2.1 Machine Learning Models:
You will be trying out the following clustering algorithms in scikit-learn:
(a) K-Means
(b) Affinity Propagation
(c) DBSCAN
(d) Gaussian Mixture Model
(e) BIRCH
(f) Agglomerative Clustering
(g) Mean Shift
2.2 Tasks:
You should:
(i) Fit the clustering models on the datasets and predicts a cluster for each example in the
datasets.
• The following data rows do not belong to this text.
Issue #147, opened 2026-08-23
Files become unusable after relative path is greater than 89 chars (on device and in WebUI)


milofultz:
## Problem

You can upload files of any length, but files with a relative path longer than 89 characters can no longer be opened, deleted, or moved

## Environment

I believe I am on build `v2.1-218-g541c508`. Used the flash installer. All reproduction steps are from factory reset.

### Post upload

1. Make a file that is a total of 89 characters long: `name=""; for i in {1..85}; do name="${name}a"; done; echo "test" > "$name.txt"`
2. Upload this file to the Pala.
3. Try to delete or move the file. We expect success, but instead get a silent error (deletion) or an error response of "move failed" (move).
4. On the device, try to open the file. We expect it to open, but it instead says "Open failed, try upload again".

### After moving to folder

1. Make a file that is a total of 88 characters long: `name=""; for i in {1..84}; do name="${name}a"; done; echo "test" > "$name.txt"`
2. Upload this file to the Pala.
3. Delete the file. Note that it succeeds.
4. Upload the file again.
5. Create a folder of one character in length (e.g. "a").
6. Move the file to your new one character folder.
7. Try to delete or move the file. We expect success, but instead get a silent error (deletion) or an error response of "move failed" (move).
8. On the device, try to open the file. We expect it to open, but it instead says "Open failed, try upload again".

## Hypothesis

The absolute path on the Pala exceeds the firmware's expected filename length (128?) and then fails with no recourse but to flash the device. If we could put a check on the web UI for relative path name length, then we could block this issue and inform users on how to fix (e.g. something like `fp="$folder/$filename"; if [ ${#fp} -ge 85 ]; then echo "error: relative filepath exceeds 85 characters" ; exit`).

milofultz:
Could also be we can make the filepaths longer using `CONFIG_FATFS_LONG_FILENAMES`, but I don't know enough about this hardware to know for certain.

https://docs.espressif.com/projects/esp-idf/en/latest/esp32/api-reference/kconfig-reference.html#config-fatfs-long-filenames

milofultz:
Because this uses LittleFs under the hood, my guess is the max is 255: https://github.com/littlefs-project/littlefs/blob/6cb4e86540eca0d9ba62500a298385c9d863c8be/lfs.h#L51

milofultz:
[...]

PR #148, opened 2026-08-23
Issue #147: Clamp filename length on upload

milofultz:
#147 : This handles errors on file upload by forcing filenames to be below the 89 character threshold.

### DIFF
--- a/Pala_One_2_1/src/config.h
+++ b/Pala_One_2_1/src/config.h
@@ -57,6 +57,7 @@ static const int SCREEN_H = 122;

Build a 7-by-3 (7 clustering algorithms and 3 datasets) table to present the
scatter plots showing the clusters generated by each algorithm.
(ii) Write a paragraph to compare and analyse the results of the clustering algorithms on the
three datasets, highlight the characteristics of these algorithms.
3
3 Classification and Clustering (for AIML421 Students only)
[20 marks]
The real world often throws up situations in which we have a mountain of unlabelled data but
only relatively few examples with their labels. Ultimately this is because acquiring accurate
labels is expensive, since it often requires human expertise, whereas acquiring unlabelled data
is often automatic and cheap.
This part asks you to investigate whether it is possible to use features derived from unsupervised learning to enhance the predictions made by a supervised learner (in this case, a
Classifier). To do this, act as most of the data is missing its label: you will use the iris data and
split it with 95 percent as a test set, and only 5 percent is available for training. Set the seed for
splitting to get reproducible results. You need to:
• Use k-means with k=3 as the cluster method, run on the whole dataset, and add the
cluster label as a new column in X.
• For a hundred repeats:
– Randomly split the iris dataset (5:95 splitting as above);
– Train the GaussianNB() Classifier on the training data [a] without and [b] with the
new feature, i.e. the new column derived from clustering;
– Obtain the classification accuracy on the test set of [a] and [b].
3.1 Tasks:
You should then,
(i) Provide a scatterplot of the accuracy of [a] on the x-axis against the the accuracy of [b] on
the y-axis. The Titles and Axis labels for the plots are needed for clarity.
(ii) Write a paragraph explaining whether the new feature derived from unsupervised learning can enhance the classification predictions and why.
Assessment
Format: You can use any font to write the report, with a minimum of single spacing and 11
point size (hand writing is not permitted unless with approval from the lecturers). Reports are
expected to be 2-6 pages for COMP309 students and 2-8 pages for AIML421 students. Reports
exceeding the maximum page limit will be penalised.
Communication: A key skill required of a scientist is the ability to communicate effectively.
No matter the scientific merit of a report, if it is illegible, grammatically incorrect, mispunctuated, ambiguous, or contains misspellings, it is less effective and marks will be deducted.
Late Penalties: The assignment must be submitted on time unless you have made a prior
arrangement with the course coordinator or have a valid medical excuse (for minor illnesses it
is sufficient to discuss this with the course co-ordinator). The penalty for assignments that are
handed in late without prior arrangement is one grade reduction per day. Assignments that
are more than one week late will not be marked.
4
Plagiarism: Plagiarism in programming (copying someone else’s code) is just as serious as
written plagiarism, and is treated accordingly. Make sure you explicitly write down where
you got code from (and how much of it) if you use any other resources asides from the course
material. Using excessive amounts of others’ code may result in the loss of marks, but plagiarism could result in zero marks!
Submission
You are required to submit a single .pdf report PLUS the python code file (.ipynb or .py)
through the web submission system from the COMP309/AIML421 course website by the due
time. Provide a README.txt file if you use any non-standard python libraries.